Bis jetzt ist noch nichts gekommen. Ich warte weiter ab.

*Hier noch die Daten der Firma:*

*Anbieterkennzeichnung: 
Jellow Consulting Ltd., 69 Great Hampton Street, B18 6EW Birmingham
Deutsche Kontaktadresse: Jellow Consulting Ltd., Postfach 920242, 21149 Hamburg
Registered in England and Wales, Registration number: 5461743, Director: C. Blum*


----------



## riudesign (19 Februar 2008)

*AW: Outlet-und-Fabrikverkauf.com*

Supersache... kann ich allen nur empfehlen! Vielen Dank
Schaut es euch an.

http://de.youtube.com/view_play_list?p=879C6ACF7AFB6090


----------



## Black (7 August 2008)

*AW: Outlet-und-Fabrikverkauf.com*

Hallo,

also, da ich auch jemand bin, der so unvorsichtig war, auf diese Seite zu gehen...
...
...

_Die Seite hat seit einigen Monaten  den Inhalt geändert und den Eigentümer gewechselt.
Das Posting  stimmt daher  zum  heutigen Tage  nicht mit  den  Aussagen, da keine
 kostenpflichtige  Inhalte angeboten werden 

Modinfo _


----------



## avc1 (22 Oktober 2009)

*AW: Outlet-und-Fabrikverkauf.com*

Hallo,

leider bin ich auch in die "Abo-Falle" getappt und habe eine Rechnung von "outlet.de" erhalten. Mittlerweile wollen die 96,-- Euro im Jahr und ich habe folgendes zurückgemailt:




> IContent GmbH
> Bockenheimer Landstrasse 17-19
> 60325 Frankfurt am Main
> 
> ...


----------



## Antiscammer (22 Oktober 2009)

*AW: Outlet-und-Fabrikverkauf.com*

Diese Antwort ist aus mehreren Gründen so nicht nachahmenswert.

Wenn es auch i.d.R. kein großer Beinbruch ist, in unqualifizierter Form zu antworten, so kann man sich mit so einem Schreiben aber auch mal selbst ein Bein stellen. Eigentlich völlig unnötig, weil man entsprechende Komplikationen einfach dadurch vermieden hätte, indem man die Füße stillgehalten hätte.
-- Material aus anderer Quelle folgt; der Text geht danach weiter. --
PR #1238, opened 2022-12-11
Add hackrf_tcp tool

VVakko:
Added the `hackrf_tcp` tool.

The compilation and working of this tool has been tested on Linux (Ubuntu 20.04/22.04 on x64, Ubuntu 20.04 on RPi4), Windows 10 (Visual Studio 2022, x86/x64) and macOS (Monterey).

In normal mode, it is fully compatible with the `rtl_tcp` tool, the IQ stream from HackRF is converted to uint8 for correct working in programs like **GQRX**, **SDR++**, etc. But this conversion additionally loads the CPU. This is also why the extended mode was added by analogy with `rsp_tcp` (option `-E`). In this mode, the IQ stream is not converted and is transmitted in int8 format. Also, thanks to the transmitted header, clients can recognize **HackRF** and additionally enable samplerates, which **RTL-SDR** does not support, but **HackRF** supports.

I usually use a MacBook, and to run **SDR#** I use **Parallels Desktop**. But **Parallels Desktop** does not work well with SDR receivers connected via USB. Due to jitter, on large samplerates, there is a voice trembling and it becomes impossible to decode digital transmissions. If you do not throw USB devices into a virtual machine, but run `hackrf_tcp` on macOS natively, then you can work with any samplerate in a virtual machine via tcp.

HackRF


straithe:
Thank you for your pull request. We do think it is good work but we will not be accepting. We are not looking to maintain this tool in this repository, but we do encourage you to host it in your own repository.

PR #1239, opened 2022-12-13
Add Windows build of libhackrf and host tools to Github Actions

martinling:
This PR adds a Windows MSVC build of libhackrf and the host tools to our existing Github Actions workflow. The aim is to replace the current Appveyor builds, which use outdated dependencies and require a separate CI platform.

The build uses the current GitHub `windows-latest` runner. The dependencies (libusb, pthreads and fftw) are first installed via [vcpkg](https://github.com/microsoft/vcpkg/). The latest versions currently available through the installed vcpkg will be used.

Builds are then configured, passing all the necessary header and library paths to CMake's configure step, which generates MSBuild project files. Ideally, explicitly specifying the paths should be eliminated in future by having our CMake scripts integrate better with vcpkg, but the current approach works for now without changes to our build system.

As with the Linux and macOS builds, first libhackrf and the host tools are built together, then libhackrf is built on its own and installed. The host tools are then configured to be built separately against the installed copy of libhackrf.

However, the final build of the host tools against the installed libhackrf is skipped, because MSVC fails to find `hackrf.h`. I don't currently know why. The header is installed where it should be, and the configure step succeeds with the `LIBHACKRF_INCLUDE_DIR` set to that location. I was not able to reproduce the failure locally with the same steps.

This doesn't seem like a significant problem however, as the combined build of the `host` directory still verifies that the code builds successfully under Windows and MSVC.

### DIFF
--- a/.github/workflows/build.yml
+++ b/.github/workflows/build.yml
@@ -8,9 +8,6 @@ on:
   schedule:
     - cron: 1 12 * * 1
 
-env:
-  BUILD_TYPE: Release
-
 jobs:
   host:
     strategy:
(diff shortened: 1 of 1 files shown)


mossmann (approved):
Wonderful! Thank you!

PR #1245, opened 2022-12-18
add --led option to hackrf_debug

mossmann:
and corresponding changes to libhackrf and firmware


martinling (approved):
Looks good to me. I might hang my rad1o on the christmas tree now!

PR #1251, opened 2023-01-04
Add firmware info structure

miek:
This adds a structure at a fixed location within the firmware image, to provide information about the firmware image.
In particular, it has a field to specify which hardware platforms the firmware image supports that `hackrf_spiflash` can use to warn about flashing incompatible firmware. This replaces the old method of searching the USB string descriptors and allows for a firmware image to support multiple platforms.

I've marked this as a draft for now as it depends on https://github.com/mossmann/libopencm3/pull/31 to define a new section for the struct. Once that's merged in, I'll add a submodule-update commit & rebase.

### DIFF
--- a/firmware/common/firmware_info.h
+++ b/firmware/common/firmware_info.h
@@ -1,0 +1,37 @@
+/*
+ * Copyright 2022 Great Scott Gadgets <info@greatscottgadgets.com>
+ *
+ * This file is part of HackRF.
+ *
+ * This program is free software; you can redistribute it and/or modify
+ * it under the terms of the GNU General Public License as published by
+ * the Free Software Foundation; either version 2, or (at your option)
+ * any later version.
+ *
+ * This program is distributed in the hope that it will be useful,
+ * but WITHOUT ANY WARRANTY; without even the implied warranty of
+ * MERCHANTABILITY or FITNESS FOR A PARTICULAR PURPOSE.  See the
+ * GNU General Public License for more details.
+ *
+ * You should have received a copy of the GNU General Public License
+ * along with this program; see the file COPYING.  If not, write to
+ * the Free Software Foundation, Inc., 51 Franklin Street,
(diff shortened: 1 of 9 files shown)


host/hackrf-tools/src/hackrf_spiflash.c
```diff
@@ -102,11 +102,60 @@ int compatibility_check(uint8_t* data, int length, hackrf_device* device)
...
-	return 1;
+	return EXIT_FAILURE;
+}
+
+#define FW_INFO_LOCATION              0x400
+#define FW_MAGIC_OFFSET               0
+#define FW_STRUCT_VERSION_OFFSET      8
+#define FW_SUPPORTED_PLATFORMS_OFFSET 12
+
+#define FROM_LE32(x) ((x)[0] | ((x)[1] << 8) | ((x)[2] << 16) | ((x)[3] << 24))
```
mossmann, line 117: Thank you for your attention to endianness!

firmware/common/firmware_info.h
```diff
@@ -0,0 +1,36 @@
...
+#ifndef FIRMWARE_INFO_H
+#define FIRMWARE_INFO_H
+
+#include <stdint.h>
+
+struct firmware_info_t {
+	char magic[8];
+	uint32_t struct_version;
+	uint32_t supported_platform;
+	char version_string[32];
```
mossmann, line 31: Could you please add a field that indicates whether or not the firmware was compiled with DFU_MODE?

mossmann (changes requested):
This is lovely, but I would like to see one change.

firmware/common/firmware_info.h
miek: Done! I've reduced the size of the `struct_version` field and added `dfu_mode` next to it, to keep everything on nice boundaries.

mossmann (approved):
Excellent! Thank you!

PR #1253, opened 2023-01-04
Fix memory waste in allocated_transfers

Sasszem:
Did a search for allocations & all others were fine


martinling (approved):
This is correct. We were allocating space for `TRANSFER_COUNT` times `sizeof(struct libusb_transfer)`, but we only needed to allocate space for a pointer to each struct. The actual structs are allocated further down, by `libusb_alloc_transfer`.

mossmann:
@Sasszem Is there a reason this is marked as a draft? Is it okay if we go ahead and merge it?

mossmann:
Thank you!

PR #1283, opened 2023-02-14
Add files via upload

goatgitt:
Hello,
I've made the all pcb in two layers including ground plane from the 2nd and 3rd layer.
I'm new in the project so there is maybe some mistakes out there.

### DIFF
--- a/hardware/hackrf-one/hackrf-one.kicad_pro
+++ b/hardware/hackrf-one/hackrf-one.kicad_pro
@@ -377,7 +377,7 @@
     "pinned_symbol_libs": []
   },
   "meta": {
-    "filename": "hackrf-one-modified.kicad_pro",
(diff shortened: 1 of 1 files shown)


straithe:
Can you please add a picture of your printed PCB?

goatgitt:
I've done this yesterday so I don't have it yet but I did some checks( DRC, numerical simulations) But in a physical way, I'm not shure if it is working at 100% because I don't have the material for further testing (like Oscilloscope and radio equipment)

straithe:
We've talked internally about this PR and won't be accepting it. We aren't looking to maintain a 2-layer version of HackRF in this repository. If you wish to keep going with this project on your own we suggest that you look into the characteristic impedance needed by traces in RF devices. You may also find some useful information in https://www.youtube.com/watch?v=TnRn3Kn_aXg useful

http://forum.computerbetrug.de/infos-und-grundsatzartikel/51798-brieffreundschaft-oder-nicht.html


----------



## avc1 (22 Oktober 2009)

*AW: Outlet-und-Fabrikverkauf.com*

Hallo,

und wo liegt nun genau der "kleine Beinbruch" und welche Komplikationen könnten daraus entstehen?


----------



## Reducal (22 Oktober 2009)

*AW: Outlet-und-Fabrikverkauf.com*

Also erstmal lohnt die Schreiberei mit solchen dubiosen Anbietern überhaupt nicht, da die bei ihrer "gewinnorientierten" und verschobenen Rechtsmeinung bleiben werden. Allgemein empfehlen die Verbraucherzentralen, dass man so was besser kommentarlos aussitzen sollte - irgendwann hört das von allein wieder auf.
Außerdem, du da geschrieben hast ist wie Hosenrunterlassen. Damit sieht der Anbieter, dass er dich womöglich mit seinem Mahnmüll in die Enge treiben kann und außerdem hast du dem auch noch deine Daten verifiziert und zugespielt, dass du dich wirklich angemeldet hattest. Sowas macht man nicht, auch nicht als Existenzgründer!


----------



## Antiscammer (22 Oktober 2009)

*AW: Outlet-und-Fabrikverkauf.com*

Selbst, wenn es so ist, dass man Zahlungsprobleme hat, dann geht das niemanden etwas an. In so einer Sache "aus Kulanz" um Rücktritt vom Vertrag zu bitten, wäre aussichtslos. Das macht niemand. Außerdem gibst Du damit auch noch unnötigerweise zu, dass es evtl. einen Vertrag gibt.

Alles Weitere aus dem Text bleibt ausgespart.